Starting at the line that contains "name = generate_name(config)" and ending at the line that contains "-102,7 +102,9 @@ module Moonshot", the lines below are to be given again exactly, with nothing added.

## TASK DATA
____________________

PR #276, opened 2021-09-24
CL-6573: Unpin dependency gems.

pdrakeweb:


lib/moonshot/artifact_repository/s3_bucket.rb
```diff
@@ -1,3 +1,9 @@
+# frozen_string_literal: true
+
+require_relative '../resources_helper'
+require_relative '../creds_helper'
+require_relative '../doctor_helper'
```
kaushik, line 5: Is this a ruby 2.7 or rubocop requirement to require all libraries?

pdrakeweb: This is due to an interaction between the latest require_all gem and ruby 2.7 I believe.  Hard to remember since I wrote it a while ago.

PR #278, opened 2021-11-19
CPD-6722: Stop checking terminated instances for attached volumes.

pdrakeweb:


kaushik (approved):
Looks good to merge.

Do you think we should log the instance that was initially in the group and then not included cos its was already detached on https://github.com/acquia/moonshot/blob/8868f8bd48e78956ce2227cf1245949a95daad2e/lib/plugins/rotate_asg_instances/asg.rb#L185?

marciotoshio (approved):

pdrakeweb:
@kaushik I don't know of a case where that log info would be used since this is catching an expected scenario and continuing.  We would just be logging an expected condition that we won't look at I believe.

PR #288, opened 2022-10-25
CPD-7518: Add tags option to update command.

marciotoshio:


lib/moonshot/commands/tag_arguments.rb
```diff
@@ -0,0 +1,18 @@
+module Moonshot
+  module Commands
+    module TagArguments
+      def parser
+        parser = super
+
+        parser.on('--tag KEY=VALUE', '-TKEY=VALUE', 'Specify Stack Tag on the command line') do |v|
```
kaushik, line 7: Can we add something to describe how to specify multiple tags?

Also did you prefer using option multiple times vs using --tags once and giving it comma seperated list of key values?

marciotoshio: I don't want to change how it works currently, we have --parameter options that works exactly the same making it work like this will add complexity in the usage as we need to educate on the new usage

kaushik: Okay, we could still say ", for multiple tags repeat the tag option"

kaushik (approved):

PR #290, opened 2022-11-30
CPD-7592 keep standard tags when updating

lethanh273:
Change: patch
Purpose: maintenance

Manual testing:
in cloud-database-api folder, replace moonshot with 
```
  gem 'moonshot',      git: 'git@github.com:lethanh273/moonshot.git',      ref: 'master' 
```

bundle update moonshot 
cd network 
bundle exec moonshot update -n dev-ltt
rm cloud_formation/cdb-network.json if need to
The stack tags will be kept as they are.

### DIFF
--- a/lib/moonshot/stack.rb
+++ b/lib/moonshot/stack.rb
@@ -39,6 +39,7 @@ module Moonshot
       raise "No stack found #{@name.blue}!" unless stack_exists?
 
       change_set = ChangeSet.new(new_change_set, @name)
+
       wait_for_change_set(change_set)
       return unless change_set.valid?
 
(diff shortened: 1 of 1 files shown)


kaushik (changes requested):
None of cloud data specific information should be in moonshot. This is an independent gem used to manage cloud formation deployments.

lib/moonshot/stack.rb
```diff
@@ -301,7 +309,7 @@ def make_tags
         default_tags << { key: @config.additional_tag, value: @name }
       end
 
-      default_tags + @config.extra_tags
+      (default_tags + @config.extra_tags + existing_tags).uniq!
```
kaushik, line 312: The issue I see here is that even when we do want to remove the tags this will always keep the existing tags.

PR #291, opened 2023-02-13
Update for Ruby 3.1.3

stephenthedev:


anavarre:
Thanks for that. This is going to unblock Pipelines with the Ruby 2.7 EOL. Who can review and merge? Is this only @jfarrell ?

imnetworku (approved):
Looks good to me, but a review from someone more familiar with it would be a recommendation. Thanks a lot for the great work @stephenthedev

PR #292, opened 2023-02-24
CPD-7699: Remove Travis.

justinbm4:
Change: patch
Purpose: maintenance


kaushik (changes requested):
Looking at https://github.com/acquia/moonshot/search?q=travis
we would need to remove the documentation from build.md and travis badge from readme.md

____________________

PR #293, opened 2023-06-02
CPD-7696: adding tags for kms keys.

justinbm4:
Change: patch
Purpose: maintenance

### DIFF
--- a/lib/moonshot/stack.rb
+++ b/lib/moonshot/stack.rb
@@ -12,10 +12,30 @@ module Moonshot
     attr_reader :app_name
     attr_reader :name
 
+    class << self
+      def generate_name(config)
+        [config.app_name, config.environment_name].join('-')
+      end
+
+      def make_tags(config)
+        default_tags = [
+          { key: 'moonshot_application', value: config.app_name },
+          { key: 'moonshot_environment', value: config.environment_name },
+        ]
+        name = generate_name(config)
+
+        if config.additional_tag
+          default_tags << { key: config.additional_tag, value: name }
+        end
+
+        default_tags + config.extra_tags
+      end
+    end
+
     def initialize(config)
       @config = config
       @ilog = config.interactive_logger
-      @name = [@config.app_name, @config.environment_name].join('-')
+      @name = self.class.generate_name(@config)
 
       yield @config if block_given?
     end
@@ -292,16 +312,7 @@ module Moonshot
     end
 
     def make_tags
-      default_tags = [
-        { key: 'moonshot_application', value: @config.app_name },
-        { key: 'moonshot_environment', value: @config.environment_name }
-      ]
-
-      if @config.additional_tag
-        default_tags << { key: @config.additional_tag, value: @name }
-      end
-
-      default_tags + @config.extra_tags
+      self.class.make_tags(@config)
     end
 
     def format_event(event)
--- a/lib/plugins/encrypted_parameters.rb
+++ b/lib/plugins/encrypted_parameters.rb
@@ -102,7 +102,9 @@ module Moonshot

____________________

## SOLUTION FOR THIS EXERCISE
+        name = generate_name(config)
+
+        if config.additional_tag
+          default_tags << { key: config.additional_tag, value: name }
+        end
+
+        default_tags + config.extra_tags
+      end
+    end
+
     def initialize(config)
       @config = config
       @ilog = config.interactive_logger
-      @name = [@config.app_name, @config.environment_name].join('-')
+      @name = self.class.generate_name(@config)
 
       yield @config if block_given?
     end
@@ -292,16 +312,7 @@ module Moonshot
     end
 
     def make_tags
-      default_tags = [
-        { key: 'moonshot_application', value: @config.app_name },
-        { key: 'moonshot_environment', value: @config.environment_name }
-      ]
-
-      if @config.additional_tag
-        default_tags << { key: @config.additional_tag, value: @name }
-      end
-
-      default_tags + @config.extra_tags
+      self.class.make_tags(@config)
     end
 
     def format_event(event)
--- a/lib/plugins/encrypted_parameters.rb
+++ b/lib/plugins/encrypted_parameters.rb
@@ -102,7 +102,9 @@ module Moonshot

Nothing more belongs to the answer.